Step 1: Understanding the Concept:
Hybridization depends on the coordination number (CN) and the field strength of ligands.
CN = 4 results in \(sp^3\) (tetrahedral) or \(dsp^2\) (square planar).
CN = 6 results in \(d^2sp^3\) (inner orbital octahedral) or \(sp^3d^2\) (outer orbital octahedral).
Strong field ligands (SFL) like \(CO, CN^-, NH_3\) cause electron pairing, while weak field ligands (WFL) like \(F^-\) do not.

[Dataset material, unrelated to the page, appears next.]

PR #1764, opened 2025-02-28
Add `CeedElemRestrictionGetMinPointsInElement` and `CeedElemRestrictionGetMinMaxPointsInElement`

zatkins-dev:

Step 2: Detailed Explanation:
1. \([Ni(CO)_4]\): Ni is in 0 state (\(3d^8 4s^2\)). \(CO\) is a strong ligand, it forces \(4s\) electrons into \(3d\), resulting in a \(3d^{10}\) configuration. This leaves \(4s\) and \(4p\) vacant \(\implies sp^3\) (d).
2. \([Ni(CN)_4]^{2-\):} \(Ni^{2+}\) is \(3d^8\). \(CN^-\) is a strong ligand, pairs electrons in \(3d\), leaving one \(3d\), one \(4s\), and two \(4p\) vacant \(\implies dsp^2\) (c).

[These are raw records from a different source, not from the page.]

PR #1770, opened 2025-03-05
Add ex03 mass+diff

jeremylt:
This adds a simple usage of multiple eval modes per input/output vector, which allows us to check for excessive restriction calls.

This is what I was thinking for BP1+3 and BP2+4 as well, but it doesn't need to be me who adds it.

### DIFF
--- a/.github/workflows/c-fortan-test-ppc64le.yml
+++ b/.github/workflows/c-fortan-test-ppc64le.yml
@@ -37,4 +37,4 @@ jobs:
           uname -a
           make info
           make -j
-          make prove -j
+          make prove -j search="t5 ex"
--- a/examples/ceed/ex3-volume.h
+++ b/examples/ceed/ex3-volume.h
@@ -14,73 +14,82 @@ struct BuildContext {
 
 /// libCEED Q-function for building quadrature data for a mass + diffusion operator
 CEED_QFUNCTION(build_mass_diff)(void *ctx, const CeedInt Q, const CeedScalar *const *in, CeedScalar *const *out) {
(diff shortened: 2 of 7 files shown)


examples/ceed/ex3-volume.h
```diff
@@ -0,0 +1,151 @@
...
+      break;
+  }
+  return CEED_ERROR_SUCCESS;
+}
+
+/// libCEED Q-function for applying a mass + diffusion operator
+CEED_QFUNCTION(apply_mass_diff)(void *ctx, const CeedInt Q, const CeedScalar *const *in, CeedScalar *const *out) {
+  struct BuildContext *build_data = (struct BuildContext *)ctx;
+  // in[0], out[0] have shape [1,   nc=1, Q]
+  // in[1], out[1] have shape [dim, nc=1, Q]
```
jrwrigh, line 92: `nc` is number of components? Should maybe change this to more human name? Assuming this is used in other examples too.

.github/workflows/c-fortan-test-ppc64le.yml
```diff
@@ -37,4 +37,4 @@ jobs:
           uname -a
           make info
           make -j
-          make prove -j
+          make prove -j search="t5 ex"
```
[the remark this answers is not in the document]
jrwrigh: If it is intentional, should this be a separate PR for clearer "revert" later?

examples/ceed/ex3-volume.h
jeremylt: For some reason, we didn't used the VLA casts here, but I think it makes the code clearer, so I added it

PR #1791, opened 2025-03-21
Include tensor basis header for pure-tensor operators

### LINKED ISSUE #1790: HIP gen tensor-only operators always fall-back
Looks like the wrong bool was used here:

3. \([Co(NH_3)_6]^{3+\):} \(Co^{3+}\) is \(3d^6\). \(NH_3\) is a strong ligand here, pairs all 6 electrons into 3 orbitals. Two inner \(3d\), one \(4s\), and three \(4p\) vacant \(\implies d^2sp^3\) (b).
4. \([CoF_6]^{3-}\): \(Co^{3+}\) is \(3d^6\). \(F^-\) is a weak ligand, no pairing. Uses outer \(4d\) orbitals \(\implies sp^3d^2\) (a).
Step 3: Final Answer:
The matching is 1-d, 2-c, 3-b, 4-a, which is option (C).